╭─ GIVEN ENTRIES

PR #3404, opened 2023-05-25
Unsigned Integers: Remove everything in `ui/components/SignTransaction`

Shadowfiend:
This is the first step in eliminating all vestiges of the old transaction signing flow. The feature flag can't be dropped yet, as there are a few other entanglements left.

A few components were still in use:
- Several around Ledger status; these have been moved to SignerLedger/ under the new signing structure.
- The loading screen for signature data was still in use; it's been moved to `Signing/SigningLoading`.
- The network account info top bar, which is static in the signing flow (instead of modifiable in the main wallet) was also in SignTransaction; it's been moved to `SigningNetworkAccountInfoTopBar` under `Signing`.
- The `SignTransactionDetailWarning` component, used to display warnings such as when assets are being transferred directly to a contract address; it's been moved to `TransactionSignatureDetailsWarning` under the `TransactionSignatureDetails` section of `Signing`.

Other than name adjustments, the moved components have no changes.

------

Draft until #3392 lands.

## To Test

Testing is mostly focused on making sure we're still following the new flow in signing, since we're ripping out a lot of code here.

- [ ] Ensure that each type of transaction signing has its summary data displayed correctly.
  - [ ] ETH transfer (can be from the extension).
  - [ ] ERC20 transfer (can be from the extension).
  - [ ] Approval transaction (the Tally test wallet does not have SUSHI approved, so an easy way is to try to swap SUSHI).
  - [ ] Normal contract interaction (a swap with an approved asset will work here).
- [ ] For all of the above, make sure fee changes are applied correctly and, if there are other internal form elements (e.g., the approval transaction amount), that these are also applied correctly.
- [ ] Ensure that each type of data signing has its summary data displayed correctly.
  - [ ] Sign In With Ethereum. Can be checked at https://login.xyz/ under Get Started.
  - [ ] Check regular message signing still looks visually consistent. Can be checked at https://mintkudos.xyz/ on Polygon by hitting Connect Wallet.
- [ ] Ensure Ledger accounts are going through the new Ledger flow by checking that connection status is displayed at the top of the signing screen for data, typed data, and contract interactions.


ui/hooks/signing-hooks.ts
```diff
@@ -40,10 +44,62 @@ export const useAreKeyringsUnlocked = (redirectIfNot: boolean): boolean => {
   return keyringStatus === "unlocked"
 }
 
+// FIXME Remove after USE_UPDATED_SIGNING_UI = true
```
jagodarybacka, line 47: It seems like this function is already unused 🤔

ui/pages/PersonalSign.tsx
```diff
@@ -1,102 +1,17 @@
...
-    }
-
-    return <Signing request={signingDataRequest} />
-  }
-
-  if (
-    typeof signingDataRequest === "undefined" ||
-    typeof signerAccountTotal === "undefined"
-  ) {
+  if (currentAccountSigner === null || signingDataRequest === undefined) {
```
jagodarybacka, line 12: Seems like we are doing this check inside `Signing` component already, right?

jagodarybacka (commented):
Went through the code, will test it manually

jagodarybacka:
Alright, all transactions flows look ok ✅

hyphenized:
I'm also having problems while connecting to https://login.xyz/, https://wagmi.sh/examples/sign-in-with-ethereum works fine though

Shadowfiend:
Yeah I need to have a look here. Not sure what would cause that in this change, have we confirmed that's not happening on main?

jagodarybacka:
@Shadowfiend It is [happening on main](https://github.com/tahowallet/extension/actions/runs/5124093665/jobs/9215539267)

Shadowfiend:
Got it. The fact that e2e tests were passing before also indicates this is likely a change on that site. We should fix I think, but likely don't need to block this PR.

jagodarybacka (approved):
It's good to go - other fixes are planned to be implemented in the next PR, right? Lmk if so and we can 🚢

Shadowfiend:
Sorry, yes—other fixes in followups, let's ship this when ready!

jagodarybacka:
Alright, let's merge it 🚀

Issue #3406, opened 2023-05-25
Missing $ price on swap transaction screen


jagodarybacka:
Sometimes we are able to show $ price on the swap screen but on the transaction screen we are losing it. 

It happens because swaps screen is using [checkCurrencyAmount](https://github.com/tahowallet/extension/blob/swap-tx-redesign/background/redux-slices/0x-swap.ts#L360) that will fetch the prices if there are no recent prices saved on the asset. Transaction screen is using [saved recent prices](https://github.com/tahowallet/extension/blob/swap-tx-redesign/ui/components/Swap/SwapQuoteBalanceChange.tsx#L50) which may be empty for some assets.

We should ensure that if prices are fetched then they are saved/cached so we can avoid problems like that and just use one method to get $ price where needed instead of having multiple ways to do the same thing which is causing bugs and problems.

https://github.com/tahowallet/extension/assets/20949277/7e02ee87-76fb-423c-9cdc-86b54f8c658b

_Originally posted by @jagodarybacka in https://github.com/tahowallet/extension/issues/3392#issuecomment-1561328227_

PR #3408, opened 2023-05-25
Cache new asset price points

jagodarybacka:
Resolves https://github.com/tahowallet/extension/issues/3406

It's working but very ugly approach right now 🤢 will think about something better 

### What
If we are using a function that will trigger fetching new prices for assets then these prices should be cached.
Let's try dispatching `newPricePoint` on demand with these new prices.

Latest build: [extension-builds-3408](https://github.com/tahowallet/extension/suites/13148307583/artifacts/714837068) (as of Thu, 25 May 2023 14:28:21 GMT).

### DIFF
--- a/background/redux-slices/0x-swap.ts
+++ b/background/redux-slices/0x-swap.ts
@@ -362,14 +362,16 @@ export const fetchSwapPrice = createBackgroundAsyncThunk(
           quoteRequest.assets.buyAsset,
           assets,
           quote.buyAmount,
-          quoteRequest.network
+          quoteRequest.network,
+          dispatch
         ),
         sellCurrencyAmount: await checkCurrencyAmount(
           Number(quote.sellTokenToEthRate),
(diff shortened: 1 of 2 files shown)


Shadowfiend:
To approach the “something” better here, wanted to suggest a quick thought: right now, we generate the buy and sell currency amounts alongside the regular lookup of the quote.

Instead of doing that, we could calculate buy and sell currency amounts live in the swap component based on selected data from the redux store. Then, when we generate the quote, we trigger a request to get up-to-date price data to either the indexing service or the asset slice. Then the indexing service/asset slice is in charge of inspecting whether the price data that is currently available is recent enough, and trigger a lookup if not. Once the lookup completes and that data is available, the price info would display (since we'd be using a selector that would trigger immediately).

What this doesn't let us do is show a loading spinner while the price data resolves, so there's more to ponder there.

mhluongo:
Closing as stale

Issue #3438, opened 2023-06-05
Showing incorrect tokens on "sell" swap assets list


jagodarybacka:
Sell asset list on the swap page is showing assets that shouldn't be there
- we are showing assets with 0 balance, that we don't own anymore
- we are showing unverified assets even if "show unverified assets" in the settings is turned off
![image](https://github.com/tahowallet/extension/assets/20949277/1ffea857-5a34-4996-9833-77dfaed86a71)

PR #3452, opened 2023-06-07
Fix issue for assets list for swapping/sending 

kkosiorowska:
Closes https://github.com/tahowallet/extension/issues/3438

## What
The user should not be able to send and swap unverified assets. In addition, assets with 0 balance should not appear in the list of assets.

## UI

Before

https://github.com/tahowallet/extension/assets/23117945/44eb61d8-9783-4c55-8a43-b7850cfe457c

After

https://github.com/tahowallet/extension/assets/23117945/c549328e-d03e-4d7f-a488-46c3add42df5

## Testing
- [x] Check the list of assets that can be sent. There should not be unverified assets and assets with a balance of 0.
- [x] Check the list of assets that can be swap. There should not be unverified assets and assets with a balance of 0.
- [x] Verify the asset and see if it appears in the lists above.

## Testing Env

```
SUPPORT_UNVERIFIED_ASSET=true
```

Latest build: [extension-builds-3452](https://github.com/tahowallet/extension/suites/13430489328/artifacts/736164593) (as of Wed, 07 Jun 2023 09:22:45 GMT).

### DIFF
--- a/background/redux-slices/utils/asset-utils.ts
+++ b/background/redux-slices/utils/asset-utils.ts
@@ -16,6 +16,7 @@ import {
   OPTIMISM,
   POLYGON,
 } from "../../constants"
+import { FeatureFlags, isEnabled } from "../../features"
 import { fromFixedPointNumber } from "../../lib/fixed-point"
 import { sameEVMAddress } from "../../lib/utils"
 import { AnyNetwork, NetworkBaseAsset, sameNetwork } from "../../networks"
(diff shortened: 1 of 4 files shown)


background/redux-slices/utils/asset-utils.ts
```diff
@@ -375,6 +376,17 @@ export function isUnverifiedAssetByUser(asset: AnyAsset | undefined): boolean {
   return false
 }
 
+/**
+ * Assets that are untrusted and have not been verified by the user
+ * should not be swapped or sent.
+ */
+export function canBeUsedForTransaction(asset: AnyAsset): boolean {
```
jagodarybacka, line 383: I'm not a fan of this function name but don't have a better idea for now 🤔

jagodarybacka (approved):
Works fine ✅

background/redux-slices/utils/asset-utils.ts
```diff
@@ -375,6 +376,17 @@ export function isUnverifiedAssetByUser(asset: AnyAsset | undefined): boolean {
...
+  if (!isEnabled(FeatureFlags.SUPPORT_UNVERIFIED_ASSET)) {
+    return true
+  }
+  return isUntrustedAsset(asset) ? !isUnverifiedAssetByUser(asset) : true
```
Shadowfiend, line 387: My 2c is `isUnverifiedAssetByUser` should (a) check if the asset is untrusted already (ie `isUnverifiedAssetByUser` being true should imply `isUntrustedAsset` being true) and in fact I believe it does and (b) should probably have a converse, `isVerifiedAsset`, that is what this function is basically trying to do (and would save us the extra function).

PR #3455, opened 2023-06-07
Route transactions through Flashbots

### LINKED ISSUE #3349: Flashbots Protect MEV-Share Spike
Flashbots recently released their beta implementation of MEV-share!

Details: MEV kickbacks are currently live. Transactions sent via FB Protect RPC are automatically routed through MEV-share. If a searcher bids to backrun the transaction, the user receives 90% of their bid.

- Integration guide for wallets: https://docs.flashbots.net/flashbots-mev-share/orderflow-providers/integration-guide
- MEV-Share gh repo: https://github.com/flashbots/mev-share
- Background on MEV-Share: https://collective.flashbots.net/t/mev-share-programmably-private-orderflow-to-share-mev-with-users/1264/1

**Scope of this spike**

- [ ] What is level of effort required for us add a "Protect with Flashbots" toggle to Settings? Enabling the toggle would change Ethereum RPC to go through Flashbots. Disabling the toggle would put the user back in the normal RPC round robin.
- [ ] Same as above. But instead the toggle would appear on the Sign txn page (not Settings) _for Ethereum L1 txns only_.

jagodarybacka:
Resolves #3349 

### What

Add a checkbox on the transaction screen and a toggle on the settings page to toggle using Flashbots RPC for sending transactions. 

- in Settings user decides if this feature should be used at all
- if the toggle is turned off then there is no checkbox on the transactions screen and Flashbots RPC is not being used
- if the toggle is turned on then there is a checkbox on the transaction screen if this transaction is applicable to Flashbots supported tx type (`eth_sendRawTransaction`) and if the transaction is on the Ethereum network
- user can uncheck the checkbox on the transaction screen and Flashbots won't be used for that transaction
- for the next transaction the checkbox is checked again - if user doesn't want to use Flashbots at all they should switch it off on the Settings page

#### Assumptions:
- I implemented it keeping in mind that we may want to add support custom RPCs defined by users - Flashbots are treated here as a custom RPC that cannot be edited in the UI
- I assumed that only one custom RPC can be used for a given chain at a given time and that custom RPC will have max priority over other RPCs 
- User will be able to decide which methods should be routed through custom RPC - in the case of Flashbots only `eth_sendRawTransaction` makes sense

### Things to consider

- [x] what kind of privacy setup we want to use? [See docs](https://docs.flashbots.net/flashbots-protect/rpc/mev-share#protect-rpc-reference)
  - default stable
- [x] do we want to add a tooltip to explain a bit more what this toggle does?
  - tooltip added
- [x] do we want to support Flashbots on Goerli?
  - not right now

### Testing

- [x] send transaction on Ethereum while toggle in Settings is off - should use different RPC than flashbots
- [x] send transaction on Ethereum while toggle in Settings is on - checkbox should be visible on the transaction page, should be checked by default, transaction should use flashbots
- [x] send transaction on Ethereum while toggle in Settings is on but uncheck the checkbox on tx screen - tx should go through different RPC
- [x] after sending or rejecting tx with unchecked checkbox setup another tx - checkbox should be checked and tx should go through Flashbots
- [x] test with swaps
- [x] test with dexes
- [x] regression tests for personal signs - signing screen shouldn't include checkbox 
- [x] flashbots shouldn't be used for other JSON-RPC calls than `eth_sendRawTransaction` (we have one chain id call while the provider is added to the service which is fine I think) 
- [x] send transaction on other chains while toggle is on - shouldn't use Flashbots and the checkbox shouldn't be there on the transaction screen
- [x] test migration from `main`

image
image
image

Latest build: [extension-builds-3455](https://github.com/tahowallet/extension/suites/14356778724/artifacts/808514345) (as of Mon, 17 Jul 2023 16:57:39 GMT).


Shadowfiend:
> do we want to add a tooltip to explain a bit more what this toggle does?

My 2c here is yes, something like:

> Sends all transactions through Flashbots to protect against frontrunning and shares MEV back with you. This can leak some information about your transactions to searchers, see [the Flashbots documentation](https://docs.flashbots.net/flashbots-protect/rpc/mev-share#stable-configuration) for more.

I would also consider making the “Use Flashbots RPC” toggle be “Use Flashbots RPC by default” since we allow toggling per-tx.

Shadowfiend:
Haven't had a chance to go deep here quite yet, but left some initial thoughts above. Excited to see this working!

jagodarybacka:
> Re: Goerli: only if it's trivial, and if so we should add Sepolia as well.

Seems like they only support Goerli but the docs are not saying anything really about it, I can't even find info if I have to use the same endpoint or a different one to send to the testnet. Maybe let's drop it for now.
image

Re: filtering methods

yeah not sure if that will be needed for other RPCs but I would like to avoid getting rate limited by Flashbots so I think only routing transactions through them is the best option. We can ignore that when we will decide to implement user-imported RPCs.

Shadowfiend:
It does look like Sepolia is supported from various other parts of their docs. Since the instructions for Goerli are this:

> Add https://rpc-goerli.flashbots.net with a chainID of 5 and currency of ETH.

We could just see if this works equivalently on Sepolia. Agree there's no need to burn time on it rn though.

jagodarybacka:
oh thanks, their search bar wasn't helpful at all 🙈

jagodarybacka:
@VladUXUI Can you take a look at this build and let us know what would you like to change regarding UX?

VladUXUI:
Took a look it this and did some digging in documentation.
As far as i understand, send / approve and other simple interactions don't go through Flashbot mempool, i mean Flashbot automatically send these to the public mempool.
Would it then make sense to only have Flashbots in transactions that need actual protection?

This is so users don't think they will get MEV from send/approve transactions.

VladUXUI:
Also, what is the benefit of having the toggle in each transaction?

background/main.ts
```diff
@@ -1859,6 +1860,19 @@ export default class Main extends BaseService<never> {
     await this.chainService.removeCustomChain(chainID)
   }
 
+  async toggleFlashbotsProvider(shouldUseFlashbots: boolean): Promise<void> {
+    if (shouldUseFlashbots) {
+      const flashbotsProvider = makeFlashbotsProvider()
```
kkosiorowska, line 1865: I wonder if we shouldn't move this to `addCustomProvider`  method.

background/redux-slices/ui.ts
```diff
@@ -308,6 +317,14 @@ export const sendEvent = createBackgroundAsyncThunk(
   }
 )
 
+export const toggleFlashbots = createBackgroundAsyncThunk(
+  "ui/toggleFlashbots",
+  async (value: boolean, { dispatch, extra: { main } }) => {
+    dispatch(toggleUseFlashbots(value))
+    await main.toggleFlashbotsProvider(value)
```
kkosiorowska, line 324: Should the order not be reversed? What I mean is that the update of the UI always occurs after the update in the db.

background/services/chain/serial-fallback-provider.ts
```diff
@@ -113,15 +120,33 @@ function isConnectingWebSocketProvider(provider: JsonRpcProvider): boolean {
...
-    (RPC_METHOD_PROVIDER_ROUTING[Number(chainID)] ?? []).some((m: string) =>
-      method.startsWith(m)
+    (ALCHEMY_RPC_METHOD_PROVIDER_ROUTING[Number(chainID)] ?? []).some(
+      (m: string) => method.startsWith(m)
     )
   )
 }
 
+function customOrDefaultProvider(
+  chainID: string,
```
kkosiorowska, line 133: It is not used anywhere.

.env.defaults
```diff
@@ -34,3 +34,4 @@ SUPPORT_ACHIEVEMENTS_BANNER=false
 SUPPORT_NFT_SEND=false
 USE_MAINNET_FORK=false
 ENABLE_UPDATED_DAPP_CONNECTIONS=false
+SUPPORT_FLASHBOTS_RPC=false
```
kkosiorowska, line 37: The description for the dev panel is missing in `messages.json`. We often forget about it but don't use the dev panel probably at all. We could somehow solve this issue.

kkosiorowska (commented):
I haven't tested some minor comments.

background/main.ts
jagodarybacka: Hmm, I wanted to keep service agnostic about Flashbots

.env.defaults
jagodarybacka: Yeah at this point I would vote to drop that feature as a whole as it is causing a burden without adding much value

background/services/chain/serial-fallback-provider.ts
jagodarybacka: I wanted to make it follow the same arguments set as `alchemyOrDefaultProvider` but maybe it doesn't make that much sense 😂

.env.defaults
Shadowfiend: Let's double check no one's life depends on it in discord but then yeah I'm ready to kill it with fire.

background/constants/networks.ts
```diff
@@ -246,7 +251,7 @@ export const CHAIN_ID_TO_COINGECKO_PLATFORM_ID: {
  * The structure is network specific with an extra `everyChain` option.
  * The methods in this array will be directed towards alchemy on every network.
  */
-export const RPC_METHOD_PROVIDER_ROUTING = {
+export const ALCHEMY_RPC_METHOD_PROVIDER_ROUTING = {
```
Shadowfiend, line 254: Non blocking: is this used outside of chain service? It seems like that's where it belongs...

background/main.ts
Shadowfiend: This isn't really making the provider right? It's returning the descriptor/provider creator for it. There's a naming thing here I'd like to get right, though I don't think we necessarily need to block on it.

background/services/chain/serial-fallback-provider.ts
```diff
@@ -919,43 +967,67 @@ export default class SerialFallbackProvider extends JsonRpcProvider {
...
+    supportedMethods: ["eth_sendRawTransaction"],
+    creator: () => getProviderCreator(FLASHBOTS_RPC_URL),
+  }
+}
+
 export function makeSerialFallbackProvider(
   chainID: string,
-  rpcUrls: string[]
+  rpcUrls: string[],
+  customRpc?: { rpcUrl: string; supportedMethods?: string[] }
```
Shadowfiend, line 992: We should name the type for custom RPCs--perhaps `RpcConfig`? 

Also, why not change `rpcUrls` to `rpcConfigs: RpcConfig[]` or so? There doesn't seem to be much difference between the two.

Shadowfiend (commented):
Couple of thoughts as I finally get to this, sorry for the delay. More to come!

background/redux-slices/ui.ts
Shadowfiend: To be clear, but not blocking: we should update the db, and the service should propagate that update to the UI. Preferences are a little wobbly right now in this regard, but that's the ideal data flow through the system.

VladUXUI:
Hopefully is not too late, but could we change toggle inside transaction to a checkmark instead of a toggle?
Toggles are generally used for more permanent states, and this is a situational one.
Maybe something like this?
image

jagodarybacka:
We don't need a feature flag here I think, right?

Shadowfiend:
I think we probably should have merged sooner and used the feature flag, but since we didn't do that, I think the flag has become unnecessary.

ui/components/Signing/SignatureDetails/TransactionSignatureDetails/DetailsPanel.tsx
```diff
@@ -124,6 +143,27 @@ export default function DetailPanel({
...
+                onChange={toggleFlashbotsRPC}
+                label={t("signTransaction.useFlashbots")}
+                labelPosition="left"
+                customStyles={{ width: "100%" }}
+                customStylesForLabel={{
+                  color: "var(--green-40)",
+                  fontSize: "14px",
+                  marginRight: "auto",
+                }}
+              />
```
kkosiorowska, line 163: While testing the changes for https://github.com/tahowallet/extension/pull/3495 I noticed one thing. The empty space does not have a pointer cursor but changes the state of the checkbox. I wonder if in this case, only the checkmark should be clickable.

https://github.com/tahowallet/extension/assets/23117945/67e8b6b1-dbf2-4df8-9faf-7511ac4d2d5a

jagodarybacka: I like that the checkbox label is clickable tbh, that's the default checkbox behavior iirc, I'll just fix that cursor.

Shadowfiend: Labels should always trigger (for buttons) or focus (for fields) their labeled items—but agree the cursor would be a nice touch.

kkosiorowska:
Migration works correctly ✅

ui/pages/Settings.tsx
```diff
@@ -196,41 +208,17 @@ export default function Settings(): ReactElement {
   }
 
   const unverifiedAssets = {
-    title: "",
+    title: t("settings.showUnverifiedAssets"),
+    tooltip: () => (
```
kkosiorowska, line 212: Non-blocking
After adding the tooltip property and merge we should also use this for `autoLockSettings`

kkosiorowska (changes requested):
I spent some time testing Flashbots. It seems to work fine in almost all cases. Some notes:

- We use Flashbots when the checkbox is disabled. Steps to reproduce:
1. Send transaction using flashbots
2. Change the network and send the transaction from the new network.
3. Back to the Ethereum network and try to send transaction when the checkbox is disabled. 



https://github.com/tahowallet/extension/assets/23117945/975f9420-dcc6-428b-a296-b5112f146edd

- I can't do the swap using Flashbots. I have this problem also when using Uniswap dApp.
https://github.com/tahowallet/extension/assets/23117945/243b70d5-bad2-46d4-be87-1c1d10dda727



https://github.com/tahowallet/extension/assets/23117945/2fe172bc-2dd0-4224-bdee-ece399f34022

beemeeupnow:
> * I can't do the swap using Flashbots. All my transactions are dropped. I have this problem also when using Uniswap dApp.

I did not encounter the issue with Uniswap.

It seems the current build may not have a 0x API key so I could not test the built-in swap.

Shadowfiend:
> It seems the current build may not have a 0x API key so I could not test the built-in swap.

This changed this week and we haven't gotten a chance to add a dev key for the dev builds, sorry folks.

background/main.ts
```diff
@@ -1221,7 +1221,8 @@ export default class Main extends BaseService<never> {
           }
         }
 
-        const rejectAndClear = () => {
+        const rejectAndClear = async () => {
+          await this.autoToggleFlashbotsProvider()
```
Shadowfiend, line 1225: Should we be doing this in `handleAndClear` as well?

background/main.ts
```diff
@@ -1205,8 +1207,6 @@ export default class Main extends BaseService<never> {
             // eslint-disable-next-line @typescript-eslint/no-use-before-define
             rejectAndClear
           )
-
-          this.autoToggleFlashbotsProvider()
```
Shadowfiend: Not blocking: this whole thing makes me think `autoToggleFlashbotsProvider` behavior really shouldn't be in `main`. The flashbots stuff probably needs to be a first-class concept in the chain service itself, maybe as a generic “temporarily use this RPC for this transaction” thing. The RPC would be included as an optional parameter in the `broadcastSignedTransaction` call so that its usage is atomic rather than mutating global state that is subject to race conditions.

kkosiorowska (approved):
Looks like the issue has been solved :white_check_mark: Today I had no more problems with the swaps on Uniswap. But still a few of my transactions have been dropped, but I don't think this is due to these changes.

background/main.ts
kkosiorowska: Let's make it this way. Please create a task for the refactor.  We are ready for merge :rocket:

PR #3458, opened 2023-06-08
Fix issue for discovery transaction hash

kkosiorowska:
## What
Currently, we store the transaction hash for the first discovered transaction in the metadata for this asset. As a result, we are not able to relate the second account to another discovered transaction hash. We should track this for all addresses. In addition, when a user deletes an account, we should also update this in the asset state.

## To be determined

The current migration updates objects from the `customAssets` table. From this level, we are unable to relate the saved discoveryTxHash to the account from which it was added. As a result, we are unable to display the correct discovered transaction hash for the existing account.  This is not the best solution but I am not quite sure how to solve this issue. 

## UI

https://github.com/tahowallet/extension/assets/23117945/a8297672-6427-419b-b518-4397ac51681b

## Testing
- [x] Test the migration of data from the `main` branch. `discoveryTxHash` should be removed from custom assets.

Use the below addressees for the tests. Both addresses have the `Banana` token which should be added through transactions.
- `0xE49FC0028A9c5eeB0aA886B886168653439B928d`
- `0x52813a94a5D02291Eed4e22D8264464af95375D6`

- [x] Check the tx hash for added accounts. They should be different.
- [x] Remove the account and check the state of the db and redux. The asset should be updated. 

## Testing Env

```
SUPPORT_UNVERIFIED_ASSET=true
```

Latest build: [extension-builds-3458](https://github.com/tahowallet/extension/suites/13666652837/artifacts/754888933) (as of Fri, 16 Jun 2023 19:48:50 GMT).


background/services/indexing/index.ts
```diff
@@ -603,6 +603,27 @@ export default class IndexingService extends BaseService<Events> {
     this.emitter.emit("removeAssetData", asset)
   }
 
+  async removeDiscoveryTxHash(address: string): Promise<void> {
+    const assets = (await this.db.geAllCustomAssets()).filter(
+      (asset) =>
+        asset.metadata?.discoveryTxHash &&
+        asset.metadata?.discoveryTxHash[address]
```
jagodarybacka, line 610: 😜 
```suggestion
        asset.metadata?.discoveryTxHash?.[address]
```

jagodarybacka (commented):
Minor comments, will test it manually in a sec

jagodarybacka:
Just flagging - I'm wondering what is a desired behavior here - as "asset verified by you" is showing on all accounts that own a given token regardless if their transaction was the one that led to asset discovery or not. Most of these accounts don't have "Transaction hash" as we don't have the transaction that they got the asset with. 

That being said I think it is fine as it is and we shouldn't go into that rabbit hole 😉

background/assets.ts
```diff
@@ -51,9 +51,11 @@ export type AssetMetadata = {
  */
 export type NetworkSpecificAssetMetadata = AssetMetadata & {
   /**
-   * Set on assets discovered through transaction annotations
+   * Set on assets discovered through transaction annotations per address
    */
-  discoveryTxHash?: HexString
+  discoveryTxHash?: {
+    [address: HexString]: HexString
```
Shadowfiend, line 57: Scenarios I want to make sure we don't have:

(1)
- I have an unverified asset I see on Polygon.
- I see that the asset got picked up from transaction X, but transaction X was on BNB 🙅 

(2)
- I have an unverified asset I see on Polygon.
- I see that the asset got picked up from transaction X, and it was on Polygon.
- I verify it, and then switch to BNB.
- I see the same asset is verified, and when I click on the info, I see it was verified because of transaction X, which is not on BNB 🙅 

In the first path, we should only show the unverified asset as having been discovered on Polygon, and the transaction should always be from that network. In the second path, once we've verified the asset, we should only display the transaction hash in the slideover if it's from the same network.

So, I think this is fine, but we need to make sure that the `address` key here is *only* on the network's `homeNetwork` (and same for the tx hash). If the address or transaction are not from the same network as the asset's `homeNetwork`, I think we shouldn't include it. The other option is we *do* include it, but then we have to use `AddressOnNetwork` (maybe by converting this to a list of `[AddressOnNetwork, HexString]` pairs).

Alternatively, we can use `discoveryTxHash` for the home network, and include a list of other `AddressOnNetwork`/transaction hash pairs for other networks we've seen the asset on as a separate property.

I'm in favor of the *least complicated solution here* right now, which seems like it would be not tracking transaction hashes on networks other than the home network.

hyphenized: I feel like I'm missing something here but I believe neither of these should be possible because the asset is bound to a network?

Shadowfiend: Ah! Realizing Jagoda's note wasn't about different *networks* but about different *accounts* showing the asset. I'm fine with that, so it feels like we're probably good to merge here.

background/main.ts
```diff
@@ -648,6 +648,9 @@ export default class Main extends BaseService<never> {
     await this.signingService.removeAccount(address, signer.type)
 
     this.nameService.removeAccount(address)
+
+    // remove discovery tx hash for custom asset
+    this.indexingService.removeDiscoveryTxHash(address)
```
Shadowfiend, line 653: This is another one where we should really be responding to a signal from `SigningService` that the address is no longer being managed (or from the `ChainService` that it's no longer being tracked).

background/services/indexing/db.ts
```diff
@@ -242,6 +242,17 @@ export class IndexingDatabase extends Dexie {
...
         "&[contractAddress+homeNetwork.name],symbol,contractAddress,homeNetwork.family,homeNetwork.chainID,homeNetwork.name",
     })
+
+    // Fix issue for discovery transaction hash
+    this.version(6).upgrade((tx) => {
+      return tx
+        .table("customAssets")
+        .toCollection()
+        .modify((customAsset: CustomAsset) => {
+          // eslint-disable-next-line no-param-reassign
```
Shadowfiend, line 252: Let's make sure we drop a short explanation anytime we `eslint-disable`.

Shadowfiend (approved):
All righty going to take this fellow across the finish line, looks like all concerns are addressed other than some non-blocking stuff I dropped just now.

╰─

Taking the entries above, print exactly the lines starting at the line with "background/constants/networks.ts" and ending at the line with "Shadowfiend, line 992: We", both included.

background/constants/networks.ts
```diff
@@ -246,7 +251,7 @@ export const CHAIN_ID_TO_COINGECKO_PLATFORM_ID: {
  * The structure is network specific with an extra `everyChain` option.
  * The methods in this array will be directed towards alchemy on every network.
  */
-export const RPC_METHOD_PROVIDER_ROUTING = {
+export const ALCHEMY_RPC_METHOD_PROVIDER_ROUTING = {
```
Shadowfiend, line 254: Non blocking: is this used outside of chain service? It seems like that's where it belongs...

background/main.ts
Shadowfiend: This isn't really making the provider right? It's returning the descriptor/provider creator for it. There's a naming thing here I'd like to get right, though I don't think we necessarily need to block on it.

background/services/chain/serial-fallback-provider.ts
```diff
@@ -919,43 +967,67 @@ export default class SerialFallbackProvider extends JsonRpcProvider {
...
+    supportedMethods: ["eth_sendRawTransaction"],
+    creator: () => getProviderCreator(FLASHBOTS_RPC_URL),
+  }
+}
+
 export function makeSerialFallbackProvider(
   chainID: string,
-  rpcUrls: string[]
+  rpcUrls: string[],
+  customRpc?: { rpcUrl: string; supportedMethods?: string[] }
```
Shadowfiend, line 992: We should name the type for custom RPCs--perhaps `RpcConfig`? 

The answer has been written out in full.